Agreeing to a leisurely walk around Hyde Park, they took a cab over to the east edge of it, took Lover’s Walk up around the water, spent a good bit of time in the Italian Gardens where she obsessed over the statues of the two nearly naked women pouring water from pitchers into the fountain, grabbed gelato from a vendor, and traipsed down to see the Peter Pan statue. He joked that Will would say it was too appropriate, and he had her take his picture in front of it on his phone to send his brother. She focused on the figures around the base, and especially on the Wendy figure trying to climb up to Peter. The writer in him ended up over-thinking the way she’d studied the girl trying to get to the boy who wouldn’t grow up. Did she relate to it? Did it look like a reach for freedom? There was a price to pay for never growing up. It was one thing he’d learned. He’d lost too much control of his own life. Once lost, it was hard to gain back.

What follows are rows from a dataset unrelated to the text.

PR #2195, opened 2019-03-15
Submissions: Add API to get signed URL of a file in S3 bucket

deshraj:
#### Request URL

```
https://evalapi.cloudcv.org/api/jobs/submission_files/?bucket=<bucket_name>&key=team_{id}/submission_{id}/...../file.log
```

#### Response

Response codes:
1. 200 -- When signed url is returned
2. 400 -- When file path is invalid
3. 403 -- When user is not part of the participant team
4. 404 -- File not found in S3 bucket

Remaining todos (that should come as a separate PR):

- [x] Create a controller that makes API call to this endpoint
        - If it receives 200 response code from backend server, then redirects to the signed URL
        - Else, Display 404 or appropriate response page
- [x] Create a angular router.

### DIFF
--- a/frontend/src/js/route-config/route-config.js
+++ b/frontend/src/js/route-config/route-config.js
@@ -443,6 +443,13 @@
             title: "Accept challenge invitation"
         };
 
+        var get_submission_related_files = {
+            name: "get-submission-related-files",
+            url: "/:bucket/*key",
+            controller: "SubmissionFilesCtrl",
+            controllerAs: "submission_files",
+        };
+
         // call all states here
         $stateProvider.state(home);
         $stateProvider.state(privacy_policy);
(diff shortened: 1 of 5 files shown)


frontend/src/js/route-config/route-config.js
```diff
@@ -443,6 +443,13 @@
             title: "Accept challenge invitation"
         };
 
+        var get_submission_related_files = {
+            name: "get-submission-related-files",
+            url: "/:bucket/*key",
```
deshraj: Please change the URL to something like `evalai.cloudcv.org/web/submission/files?bucket=<blah>&key=<blah>`

RishabhJain2018: @deshraj I think we should not let users know what the bucket is or key is. We should parse it on our own in the controller.

How about this url -- `evalai.cloudcv.org/web/submission/files/<bucket_name>/<key>`

PR #2201, opened 2019-03-18
Fix #2189: Display error on UI while creating challenge

### LINKED ISSUE #2189: Display error on UI while creating challenge
## Current Behaviour
When there are syntax errors in the `yaml` challenge configs then the challenge creation using zip [API](https://github.com/Cloud-CV/EvalAI/blob/c156f3d54c95861c4ac4eaef1d2e3419bab83a7a/apps/challenges/views.py#L575) fails with 500 Internal Server error which should not be the case.

## Expected Behaviour
The API should give a proper error with 406 error code. The error should be displayed on the UI.

## Resources
For creating a challenge zip, please use [EvalAI-Starters](https://github.com/Cloud-CV/EvalAI-Starters)

Sanji515:
Fix #2189 

The exception that we are getting as `exc` is of exception type: `<class 'yaml.scanner.ScannerError'>`
- Previously, we were sending this exception directly as an error message due to which API fails with 500 Internal Server error.
- But now, we first take the required attribute from the exception and then send them as a proper syntax error message with 406 error code.

Here's the screencast of the same-

Recording #9 (1)


Sanji515:
@RishabhJain2018 @deshraj Please review.

apps/challenges/views.py
```diff
@@ -573,8 +573,22 @@ def create_challenge_using_zip_file(request, challenge_host_team_pk):
...
     except (yaml.YAMLError, ScannerError) as exc:
+        # To get the problem description
+        if hasattr(exc, 'problem'):
+            error_description = exc.problem
+            # To capitalize the first alphabet of the problem description as default is in lowercase
+            error_description = error_description[0:].capitalize()
+        # To get the error line and column number
+        if hasattr(exc, 'problem_mark'):
+            mark = exc.problem_mark
+            line_number = mark.line+1
```
RishabhJain2018: Please change it to `line_number = mark.line + 1`

apps/challenges/views.py
```diff
@@ -573,8 +573,22 @@ def create_challenge_using_zip_file(request, challenge_host_team_pk):
...
+            column_number = mark.column+1
```
RishabhJain2018: Please change it to `column_number = mark.column + 1`

apps/challenges/views.py
```diff
@@ -573,8 +573,22 @@ def create_challenge_using_zip_file(request, challenge_host_team_pk):
...
+        message = (
```
RishabhJain2018: I think it'd be better to display these errors on the page below the `Submit` button on `create challenge page` rather than in notification which disappears after some time. The challenge host won't be able to fix the error if it disappears.

apps/challenges/views.py
```diff
@@ -573,8 +573,22 @@ def create_challenge_using_zip_file(request, challenge_host_team_pk):
...
+            'Your yaml file contain invalid YAML syntax! '
```
RishabhJain2018: Please change the message to -
```
The YAML file in the challenge configuration contains the following error - 
<error>
```

apps/challenges/views.py
Sanji515: done.

apps/challenges/views.py
Sanji515: done.

apps/challenges/views.py
Sanji515: done.

apps/challenges/views.py
Sanji515: done.

RishabhJain2018:
@Sanji515 Please add the screencast for it.

Sanji515:
@RishabhJain2018 here is the screenshot for the same

Screenshot (200)

Sanji515:
@RishabhJain2018 Here is the screencast for the same.

Recording #10

Sanji515:
Hi, @RishabhJain2018  Sorry I forgot of one case i.e. for all other error messages except the 'yaml syntax error' that are to be shown over `toaster` are not showing as previously. I've added that case condition but these changes are not automatically appending with this PR.
How can I append these changes to this PR?

Sorry for the trouble.

Sanji515:
@RishabhJain2018 Please have a look at this.

RishabhJain2018:
Hey, @Sanji515 Thanks for figuring that out. Please open a new PR for that.

PR #2593, opened 2020-01-06
Check feasibility of changing worker from Celery to Dramtiq

nikochiko:
PR for codebase changes. 
This branch uses dramatiq and dramatiq_sqs to replace Celery.
The spike report (in another branch): https://github.com/nikochiko/EvalAI/blob/SpikeDramatiq/evalai/spike_dramatiq.md
 
Note: django_dramatiq is not being used here.


nikochiko:
Changing the endpoint_url from `http://127.0.0.1:9324` to `http://sqs:9324` seems to have solved the problem.
Thanks @yashdusing for pointing it out. 
Setting up dev env worked on my local env. To share the logs in a readable format, I have tried to do the same on a Travis VM: https://travis-ci.org/nikochiko/Test-In-Travis/builds/633625612

Note: The travis build here fails because the change in endpoint url works for docker containers (as on local env) whereas here we run elasticmq via bash, (https://github.com/Cloud-CV/EvalAI/blob/master/.travis.yml#L36)

yashdusing:
LGTM :+1: 
Just make the changes so that sqs:9324 is used in docker containers while 127.0.0.1:9324 is used in travis (bash)

nikochiko:
@yashdusing Done! :+1:

docker/dev/docker.env
```diff
@@ -1,10 +1,10 @@
 AWS_ACCESS_KEY_ID=x
 AWS_SECRET_ACCESS_KEY=x
-AWS_DEFAULT_REGION=us-east-1
+AWS_DEFAULT_REGION=elasticmq
 AWS_ACCOUNT_ID=x
+AWS_ENDPOINT_URL=http://sqs:9324
```
yashdusing: @nikochiko could you change this to AWS SQS endpoint url ?

yashdusing:
Please fix the travis as well

nikochiko:
@yashdusing Done here! 😄 
BTW, has a decision been made on whether we will be using dramatiq in production?

requirements/dev.txt
```diff
@@ -19,6 +21,6 @@ sphinx==1.7.2
 sphinx-autobuild==0.7.1
 sphinx-markdown-tables==0.0.9
 sphinx-rtd-theme==0.3.0
+prometheus-client==0.7.1
```
yashdusing: @nikochiko do we need this ?

nikochiko: @yashdusing Yes, it is a dependency of dramatiq_sqs

nikochiko: Reference:  https://github.com/Bogdanp/dramatiq/blob/master/setup.py#L42-L44

yashdusing:
@nikochiko not yet. As you mentioned, celery has better benchmarks for production but this can be used for development branch

requirements/dev.txt
yashdusing: @nikochiko could you also check the coverage ?

nikochiko:
@yashdusing Okay :+1:

nikochiko:
So this PR cannot be put into the production branch either as we changed `app.task` to `dramatiq.actor`.
Should we add conditional statements that check the environment before using an API (celery or dramtiq)?

nikochiko:
Capture
I don't see a file whose coverage has gone down. I think it is because dramatiq_conf.py has fewer lines than celery.py so the percentage of covered lines in evalai directory has gone down.
I think this can be ignored.

PR #2597, opened 2020-01-08
Add citation bibentry on homepage under "Cite our work"

matsujika:
**The corresponding GCI task**: https://codein.withgoogle.com/dashboard/task-instances/5953309093920768/

**Changes**:
- Add a citation bibentry copied from [reference](https://github.com/Cloud-CV/EvalAI#citing-evalai).

**Screencast**:
Screenshot from 2020-01-08 18-17-09

**CC**: @vkartik97 @Ram81 @RishabhJain2018

### DIFF
--- a/frontend/src/views/web/landing.html
+++ b/frontend/src/views/web/landing.html
@@ -281,6 +281,23 @@
                         <img src="dist/images/evalai-paper.jpg" alt="" width="100%" class="thumb">
                     </a>
                 </div>
+                <div class="row">
+                    <div class="col s12 m12 l12">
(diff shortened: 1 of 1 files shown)


pushkalkatara:
Maybe we should add the arvix link too [https://arxiv.org/abs/1902.03570](https://arxiv.org/abs/1902.03570) . Easy for someone to navigate and use any type of citation format.

takitsuse:
@pushkalkatara I think we should create another PR for your suggestion. What I am requested to add is not arxiv link but citation bibentry, and I think UNIX philosophy "make each program do one thing well." applies here.

PR #2604, opened 2020-01-10
AWS utils: Add unit tests for restart_workers

nikochiko:
<b>Changes proposed in this PR:</b>
* Add tests for aws_utils.restart_workers
* Mock the intermediate function service_manager

Reference PR: https://github.com/Cloud-CV/EvalAI/pull/2413

### DIFF
--- a/tests/unit/challenges/test_aws_utils.py
+++ b/tests/unit/challenges/test_aws_utils.py
@@ -196,8 +196,3 @@ class TestRestartWorkers(BaseAdminCallsClass):
         response = aws_utils.restart_workers(queryset)
         self.assertEqual(response, expected_response)
         self.assertEqual(list(c.workers for c in queryset), expected_num_of_workers)
-
-    def test_create_service_by_challenge_pk(self):
-        response = aws_utils.create_service_by_challenge_pk(self.ecs_client, self.challenge, self.client_token)
-        self.assertEqual(response["ResponseMetadata"]["HTTPStatusCode"], HTTPStatus.OK)
-        self.assertEqual(self.challenge.workers, 1)
--- a/tests/unit/challenges/test_aws_utils.py
+++ b/tests/unit/challenges/test_aws_utils.py
@@ -198,6 +198,7 @@ class TestRestartWorkers(BaseAdminCallsClass):
         self.assertEqual(list(c.workers for c in queryset), expected_num_of_workers)
 
     def test_create_service_by_challenge_pk(self):
+        self.ecs_client.create_cluster(clusterName=aws_utils.COMMON_SETTINGS_DICT["CLUSTER"])
         response = aws_utils.create_service_by_challenge_pk(self.ecs_client, self.challenge, self.client_token)
         self.assertEqual(response["ResponseMetadata"]["HTTPStatusCode"], HTTPStatus.OK)
         self.assertEqual(self.challenge.workers, 1)
--- a/tests/unit/challenges/test_aws_utils.py
+++ b/tests/unit/challenges/test_aws_utils.py
@@ -4,7 +4,6 @@ import os
 
 from moto import mock_ecs
 from datetime import timedelta
-from django.core.files.uploadedfile import SimpleUploadedFile
 from django.utils import timezone
 
 from allauth.account.models import EmailAddress
@@ -182,8 +181,8 @@ class TestRestartWorkers(BaseAdminCallsClass):
     @mock.patch("challenges.aws_utils.service_manager")
     def test_restart_workers_when_service_manager_fails_for_second_challenge(self, mock_sm):
         self.set_challenge_workers(self.challenge, 1)
-        self.set_challenge_workers(self.challenge, 1)
-        self.set_challenge_workers(self.challenge, 1)
+        self.set_challenge_workers(self.challenge2, 1)
+        self.set_challenge_workers(self.challenge3, 1)
 
         mock_sm.side_effect = [self.response_OK, self.response_BAD_REQUEST, self.response_OK]
 
--- a/tests/unit/challenges/test_aws_utils.py
+++ b/tests/unit/challenges/test_aws_utils.py
@@ -1,0 +1,210 @@
+import mock
+import boto3
+import os
+
+from unittest import TestCase
+
+from moto import mock_ecs
+from datetime import timedelta
+from django.core.files.uploadedfile import SimpleUploadedFile
+from django.utils import timezone
+
+from allauth.account.models import EmailAddress
+from django.contrib.auth.models import User
+from http import HTTPStatus
+
+from rest_framework.test import APITestCase, APIClient
+
+from hosts.models import ChallengeHost, ChallengeHostTeam
+
+import challenges.aws_utils as aws_utils
+from challenges.models import Challenge, ChallengePhase
+
+
+class BaseTestClass(APITestCase):
+    def setUp(self):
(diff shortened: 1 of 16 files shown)


tests/unit/challenges/test_aws_utils.py
```diff
@@ -0,0 +1,199 @@
+import mock
+import boto3
```
Ram81: @nikochiko can you reorder the imports lexicographically

tests/unit/challenges/test_aws_utils.py
```diff
@@ -0,0 +1,199 @@
...
+
+        self.challenge3 = Challenge.objects.create(
+            title="Test Challenge 3",
+            creator=self.challenge_host_team,
+            queue="test_queue_3",
+            start_date=timezone.now() - timedelta(days=2),
+            end_date=timezone.now() + timedelta(days=1),
+        )
+        self.ecs_client.create_cluster(clusterName="cluster")
+        self.client_token = "abc123"
```
Ram81: @nikochiko can we use a randomly generated string here

tests/unit/challenges/test_aws_utils.py
```diff
@@ -0,0 +1,199 @@
...
+
+        self.set_challenge_workers(self.challenge, 1)
+        self.set_challenge_workers(self.challenge2, 1)
+        self.set_challenge_workers(self.challenge3, 1)
+
+        pklist = [self.challenge.pk, self.challenge2.pk, self.challenge3.pk]
+        queryset = super(TestRestartWorkers, self).queryset(pklist)
+
+        expected_count = 3
+        expected_num_of_workers = [1, 1, 1]
```
Ram81: Can this `1` be declared as a class variable so that we can use the variable name where needed

tests/unit/challenges/test_aws_utils.py
```diff
@@ -0,0 +1,199 @@
...
+
+        self.set_challenge_workers(self.challenge, 0)
+        self.set_challenge_workers(self.challenge2, 1)
+        self.set_challenge_workers(self.challenge3, 1)
+
+        pklist = [self.challenge.pk, self.challenge2.pk, self.challenge3.pk]
+        queryset = super(TestRestartWorkers, self).queryset(pklist)
+
+        expected_count = 2
+        expected_num_of_workers = [0, 1, 1]
```
Ram81: Same here

tests/unit/challenges/test_aws_utils.py
```diff
@@ -0,0 +1,199 @@
...
+        self.set_challenge_workers(self.challenge, 1)
+        self.set_challenge_workers(self.challenge2, 1)
+        self.set_challenge_workers(self.challenge3, 1)
+
+        mock_sm.side_effect = [self.response_OK, self.response_BAD_REQUEST, self.response_OK]
+
+        pklist = [self.challenge.pk, self.challenge2.pk, self.challenge3.pk]
+        queryset = super(TestRestartWorkers, self).queryset(pklist)
+
+        expected_count = 2
```
Ram81: Same here

tests/unit/challenges/test_aws_utils.py
nikochiko: @Ram81 I think it is better if we keep it this way. As it states the number of workers and could be any number (0, 1, 2, 3, etc.) the number of variables would be too much to handle. 
What do you think?

tests/unit/challenges/test_aws_utils.py
nikochiko: Done :+1:

tests/unit/challenges/test_aws_utils.py
nikochiko: Done :+1:

tests/unit/challenges/test_aws_utils.py
```diff
@@ -0,0 +1,199 @@
+import boto3
+import mock
+import os
+
+from moto import mock_ecs
+from datetime import timedelta
```
Ram81: @nikochiko same here for imports they should be lexicographically ordered based on package name

tests/unit/challenges/test_aws_utils.py
Ram81: @nikochiko but the number is based on the number of challenges right? so can't we use that to compute the number of workers?

Ram81: Also as I can see in the code above you are setting the number of workers for every challenge. So I think we can just create 1 variable with a value that can be used in both setting the number of worker and using that in `expected_num_of_workers`. Let me know if this makes sense

nikochiko: @Ram81 Okay, I think we can create a variable for the first case. (so something like `self.one_active_worker`?  Let me know if I have the right idea).
For the second case though, I want to clarify that it is the `expected_count` and not `expected_num_of_workers`. Both are different in that the expected count describes the number of workers successfully restarted during the process. So that can be different from the num_of_workers. For example in this case: https://github.com/Cloud-CV/EvalAI/pull/2604/files#diff-cc74cf6292b78dc74ea17124c792900eR192-R193

tests/unit/challenges/test_aws_utils.py
nikochiko: Yes, I just copy-pasted that from the reference PR, so I didn't pay much attention. I will fix it right away.

tests/unit/challenges/test_aws_utils.py
nikochiko: > but the number is based on the number of challenges right? so can't we use that to compute the number of workers?

I'm sorry I didn't get what you meant by computing the number of workers. Can you please elaborate?

nikochiko: If you are referring to computing the `expected_count`, I want to clarify that it is only the number of workers successfully restarted and not the number of active workers. It can be different for example in this case: https://github.com/Cloud-CV/EvalAI/pull/2604/files#diff-cc74cf6292b78dc74ea17124c792900eR192-R193

tests/unit/challenges/test_aws_utils.py
```diff
@@ -0,0 +1,201 @@
...
+from moto import mock_ecs
+
+from allauth.account.models import EmailAddress
+from django.contrib.auth.models import User
+from django.utils import timezone
+
+from rest_framework.test import APITestCase, APIClient
+
+import challenges.aws_utils as aws_utils
+from challenges.models import Challenge
```
Ram81: @nikochiko please reorder all imports lexicographically. Another thing all `from` imports should come at last and all the direct `import` statements should be at start. Your lines 5-7 are correct but all from imports should be considered together to order lexicographically

nikochiko: Done! 👍 Please see if it is okay now.

yashdusing:
LGTM :+1:

KhalidRmb:
@yashdusing Could you comment here what the error was with the deploymentController? I can't find your comment. Thanks!

yashdusing:
@KhalidRmb I thought it had to do with braces and unpacking. But, after inspecting the logs, I inferred that botocore was being reinstalled to a lower version after awscli was installed

KhalidRmb:
Oh...Thanks for the catch! @yashdusing

nikochiko:
@yashdusing Thanks for the fix, nice catch! 👌🎉

Issue #2574, opened 2020-01-03
Improper error message


hkmatsumoto:
**The observed behavior**:
When I input Japanese words into team name, the error message "This field is required" is shown.
![Screenshot from 2020-01-04 02-06-17](https://user-images.githubusercontent.com/57856193/71737568-5e953e80-2e97-11ea-87f9-22d276e3d0f1.png)

**The expected behavior**:
When unexpected letter (not limited to Japanese letter) is in input, the error message should be something like "Invalid letter is contained".

drepram:
Can you try this out in EvalAI-ngx too?

takitsuse:
Sure :smile_cat:

Tanuj22:
@takitsuse Are you solving this or can I?

takitsuse:
@Tanuj22 I'm not working on this, so go ahead :+1:

Tanuj22:
I was looking into this issue. Does creating a regex to allow only english letter sound good?

takitsuse:
Sounds good to me. What do you say @Sanji515?

deshraj:
We are only planning to support only alphanumeric characters for the team name going forward. 

Here are the updated rules:
- Team name can be contain alphanumeric characters with spaces, `-`, and `_`
- Show proper error message if not correct team name is entered

\cc @Kajol-Kumari

RishabhJain2018:
Closing this as we already have this.

PR #2605, opened 2020-01-10
 Fix#2574 Fixed Improper error message in team name

Tanuj22:
#2574

**Changes**

Screenshot from 2020-01-10 22-41-39

All non-english characters input show "Invalid letter is contained" error message.

### DIFF
--- a/apps/challenges/serializers.py
+++ b/apps/challenges/serializers.py
@@ -113,6 +113,7 @@ class ChallengePhaseSplitSerializer(serializers.ModelSerializer):
             "challenge_phase_name",
             "dataset_split_name",
             "visibility",
+            "show_leaderboard_by_latest_submission"
         )
 
     def get_dataset_split_name(self, obj):
--- a/apps/hosts/models.py
+++ b/apps/hosts/models.py
@@ -4,6 +4,7 @@ from django.db import models
 from django.contrib.auth.models import User
 
 from base.models import TimeStampedModel
+from django.core.validators import RegexValidator
 
 # from challenges.models import (Challenge, )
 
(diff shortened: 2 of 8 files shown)


Suryansh5545:
@Tanuj22 I am not a mentor . but i will like to suggest that we should do the check in the [API](https://github.com/Cloud-CV/EvalAI/blob/master/apps/hosts/views.py#L32) and then return the response which can be then shown by the onError function . What do you say?

Tanuj22:
@Suryansh5545 Seems to be the better option! Thanks!

Suryansh5545:
@Tanuj22 The error message for improper error message is not displayed. I think you have implemented it in a wrong file. When the create team button is clicked this [API](https://github.com/Cloud-CV/EvalAI/blob/master/apps/hosts/views.py#L213) `create_challenge_host_team` is called. you have to implement it in that and then return the response with error message. also as this is the fix for improper team name can you please add this functionality to participate tab. For this you have to edit this [API](https://github.com/Cloud-CV/EvalAI/blob/master/apps/participants/views.py#L47).

Tanuj22:
@Suryansh5545 I have changes in the model `ChallengeHostTeam`  to accept only english characters which is better than making changes in the API I think. As for adding it in the participate tab I can do that.

Suryansh5545:
@Tanuj22 The error message for invalid character is still the same please fix it. And please update the branch

Tanuj22:
@Suryansh5545 I have checked it again now. Could you recheck?  I am attaching a GIF for the same.

ezgif-7-e645f4a2b945

Suryansh5545:
@Tanuj22 It is working now . :+1:

Suryansh5545:
Now if you can please add this functionality to participate.

Tanuj22:
@Suryansh5545  Done

Suryansh5545:
@Tanuj22 LGTM:+1:


@Sanji515 @Ram81 @RishabhJain2018 @vkartik97 Please take a look

PR #2606, opened 2020-01-10
Add Tests for worker_util.py

nsjcorps:
I have added tests for the worker_util which is used by the RL-worker to communicate with EvalAI Server to evaluate Docker Based Challenge submissions

### DIFF
--- a/tests/integration/worker/test_worker_util.py
+++ b/tests/integration/worker/test_worker_util.py
@@ -17,6 +17,7 @@ class BaseAPITestClass(APITestCase):
     def setUp(self):
         self.evalai_interface = EvalAI_Interface(AUTH_TOKEN, EVALAI_API_SERVER, QUEUE_NAME)
         self.test_url = "/test-url"
+        self.data = {"test": "data"}
 
 
 class TestGetRequestHeaders(BaseAPITestClass):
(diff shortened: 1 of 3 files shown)


nsjcorps:
I have finished writing tests for most of the file. However, I do not know what the response of the EvalAI server is supposed to be. Eg. I do not know what the get_message_from_sqs_queue function returns from the server. How can I find out what they actually are? @utsav @vkartik97 @RishabhJain2018 @Ram81

vkartik97:
> I do not know what the get_message_from_sqs_queue function returns from the server.

You can try using `Postman` to get responses of all the endpoints used in EvalAI Interface.

nsjcorps:
@vkartik97 As mentioned before sir, I can't use docker. So I won't be able to start the server. Is there anyway I can get the expected response sir?

vkartik97:
You can have a look at view which is endpoints for : /api/jobs/challenge/queues/{QUEUE_NAME}

nsjcorps:
I did. But it doesn't show me what the json would look like @vkartik97

nsjcorps:
It only says that it returns some data from the database @vkartik97

nsjcorps:
I don know what the data from the database looks like @vkartik97

nsjcorps:
Never mind sir. I have found the way to test the function. Thank you very much  @vkartik97

nsjcorps:
@vkartik97 I have written the test cases after a load of commits ;)...Please take a look

tests/integration/worker/test_worker_util.py
```diff
@@ -0,0 +1,127 @@
...
+    def test_return_url_per_environment(self):
+        expected = self.url_per_environment
+        result = self.evalai_interface.return_url_per_environment(self.test_url)
+        self.assertEqual(expected, result)
+
+
+@mock.patch("scripts.workers.worker_util.EvalAI_Interface.return_url_per_environment")
+@mock.patch("scripts.workers.worker_util.EvalAI_Interface.make_request")
+class APICallsTestClass(BaseAPITestClass):
+
```
pushkalkatara: please remove this extra space.

tests/integration/worker/test_worker_util.py
```diff
@@ -0,0 +1,127 @@
+import mock
+
+from rest_framework.test import APITestCase
+from scripts.workers.worker_util import EvalAI_Interface, URLS
+
+
+AUTH_TOKEN = "mock_auth_token123456"
```
pushkalkatara: we can define these variables in setUp itself.

tests/integration/worker/test_worker_util.py
nsjcorps: done

pushkalkatara:
@vkartik97 Looks good to me. We can merge this and approve the GCI task.

nsjcorps:
Thank you @pushkalkatara

tests/integration/worker/test_worker_util.py
nsjcorps: Done!! @pushkalkatara

PR #2611, opened 2020-01-12
Fix #2609: Remove unused argument in update_submission_data

### LINKED ISSUE #2609: Unused argument in update_submission_data
**Current**:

But maybe he could. Maybe she would give him the impetus to do it. He was responsible for her, for his effect on her, since he’d let it go so far. The damnedest thing about it was that, unlike other times he’d felt responsibility falling on his shoulders, he didn’t mind. He wanted to be responsible for her.
With a slammed thought into his head, he realized he needed to add a comma to that thought: he wanted to be responsible, to grow up and be an adult, for her. Maybe for himself, too.